_Aim of the task:_ Every line of the records that holds the word "client" should be copied out.

_Records shown:_
◆ ◆ ◆
PR #5301, opened 2022-02-14
Fix crash in canTakeFastPath

jez:
### Motivation

We intentionally do not walk v->ancestors nor v->singletonAncestors.

These lists used to be guaranteed to be simple trees (only constant literals) by desugar, but that was later relaxed. Rather than changing the whole TreeMap data structure and affect all treemaps, I've decided to just change the TreeMap that would like to depend on having walked the ancestors list.

### Test plan

See included automated tests.

### DIFF
--- a/test/testdata/lsp/fast_path/crash_local_vars.1.rbupdate
+++ b/test/testdata/lsp/fast_path/crash_local_vars.1.rbupdate
@@ -2,9 +2,10 @@
 
 class Outer
   describe 'client' do
+    #               ^^ error: Hint: this kDO_BLOCK token might not be properly closed
     class Inner <
-    it 'foo' do
+    it 'foo' do # error: Superclasses must only contain constant literals
       1.times {|x| puts(x)}
     end
   end
-end
+end # error: unexpected token "end of file"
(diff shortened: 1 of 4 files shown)


test/testdata/lsp/fast_path/crash_local_vars.1.rbupdate
```diff
@@ -0,0 +1,11 @@
...
+
+class Outer
+  describe 'client' do
+    #               ^^ error: Hint: this kDO_BLOCK token might not be properly closed
+    class Inner <
+    it 'foo' do # error: Superclasses must only contain constant literals
+      1.times {|x| puts(x)}
+    end
+  end
+end # error: unexpected token "end of file"
```
jez, line 11: > Jake, why is this a fast_path test? It looks like a crash that has nothing to do with LSP.

So the thing is: the crash only shows up in `Substitute.cc`. That only fires when there are multiple GlobalState's to merge, but we don't have that in PosTests because we intentionally limit the execution to be single threaded.

There is a second way to trigger `Substitute.cc`, even if the test is single threaded, which is by making a test that calls `commitEdit`, because then Sorbet's LSP will try to see if the edit can take the fast path or not by running index + substutition + hashing.

This is also the code path the bug manifested in the wild, but that's just because most people don't tend to try to commit code where a class has a method + block call as an ancestor in a file that parses.

aprocter (approved):

PR #5306, opened 2022-02-15
Allow `Module#===` on generic

jez:
### Motivation

There's technically no reason why you shouldn't be allowed to do

```
case x
when Integer
end
```

if `x` is a generic type_parameter.

It's a slightly weird signature. An alternative would be to use `T.untyped`, but I figured I'd avoid using `T.untyped`. Writing it this way is basically the only syntax I know to ask Sorbet to type an argument as having type `core::Types::top()` (because `BasicObject` is not the true top type—there are methods on `BasicObject` but no methods on `<top>`).

### Test plan

See included automated tests.


elliottt (approved):
This makes sense to me, good catch!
◆ ◆ ◆
_Task response:_
   describe 'client' do
+  describe 'client' do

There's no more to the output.